I've tried to mask NMI to be sure, and printed out bochs' signal_event() calls as well, but nothing, the double fault is the first exception. According to the AMD and Intel specs, that should never ever happen! And it's not a problem with bochs, as it's also raised in qemu...

So my question is: has anybody seen something like this before? How to debug this? Any ideas?

EDIT: here's the output with PIC:

Code: Select all

(0) [0x0000003180e8] 0023:00000000002000e8 (unk. ctxt): ret                       ; c3
<bochs:3> print-stack
Stack address size 8
 | STACK 0x00000000001fffa0 [0x00000000:0x002080e9]
 | STACK 0x00000000001fffa8 [0x00000000:0x002060e9]
 | STACK 0x00000000001fffb0 [0x00000000:0x002040e9]
 | STACK 0x00000000001fffb8 [0x00000000:0x002020e8]
 | STACK 0x00000000001fffc0 [0x00000000:0x002000f9]
 | STACK 0x00000000001fffc8 [0x00000000:0x00000001]
 | STACK 0x00000000001fffd0 [0x00000000:0x001fffd8]
 | STACK 0x00000000001fffd8 [0x00000000:0x001fffe8]
 | STACK 0x00000000001fffe0 [0x00000000:0x00000000]
 | STACK 0x00000000001fffe8 [0x00006d65:0x74737973]
 | STACK 0x00000000001ffff0 [0x00000000:0x00000000]
 | STACK 0x00000000001ffff8 [0x00000000:0x00000000]
 | STACK 0x0000000000200000 [0x00010102:0x464c457f]
 | STACK 0x0000000000200008 [0x00000000:0x00000000]
 | STACK 0x0000000000200010 [0x00000001:0x003e0003]
 | STACK 0x0000000000200018 [0x00000000:0x000000f9]
<bochs:4> page 0x1fffa0
PML4: 0x000000000001b027    ps         A pcd pwt U W P
PDPE: 0x000000000001c027    ps         A pcd pwt U W P
 PDE: 0x800000000001d027 XD ps         A pcd pwt U W P
 PTE: 0x8000000000020007 XD    g pat d a pcd pwt U W P
linear page 0x00000000001ff000 maps to physical page 0x000000020000
<bochs:5> s
Next at t=16452006
(0) [0x0000003470e9] 0023:00000000002080e9 (unk. ctxt): push rbp                  ; 55
<bochs:6> 


Re: Debug question

Posted: Thu Dec 22, 2016 2:35 am
by xenos
The interrupt message says EXT = 1, so that would be an external IRQ. Have you remapped IRQs? Have you disabled / masked them?

Re: Debug question

Posted: Thu Dec 22, 2016 3:26 am
by alexfru
vector = 08 most likely means IRQ0 (PIT interrupt).

Re: Debug question

Posted: Thu Dec 22, 2016 8:47 am
by bzt
Thanks for the answer.

Yes, I've masked all ISA IRQs in PIC as well as NMI, and only enabled and routed IRQ1. It seems it doesn't matter, if you have already a pending IRQ8 when you set TASKPI to 0, it will fire... So all ISA IRQs has to be routed, regardless if they are masked or not. What's interesting, if I route PIC to 20-2F before I mask all of it's interrupts, the pending IRQ8 won't fire. I think it's bug in IOAPIC code when it's emulating PIC.

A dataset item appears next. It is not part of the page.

PR #277, opened 2020-11-10
feat: add terraform script for southpark

rutujasurve94:
- Adds `terraform` resources for creation of `aws` service, tasks, cluster, ecs repository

So the solution is: doesn't matter if you want to use PIC or IOAPIC, you'll have to remap PIC anyway.

Re: Debug question

Posted: Thu Dec 22, 2016 12:55 pm
by hgoel
Just checking because I encountered something very similar before, make sure your stacks in the TSS are valid.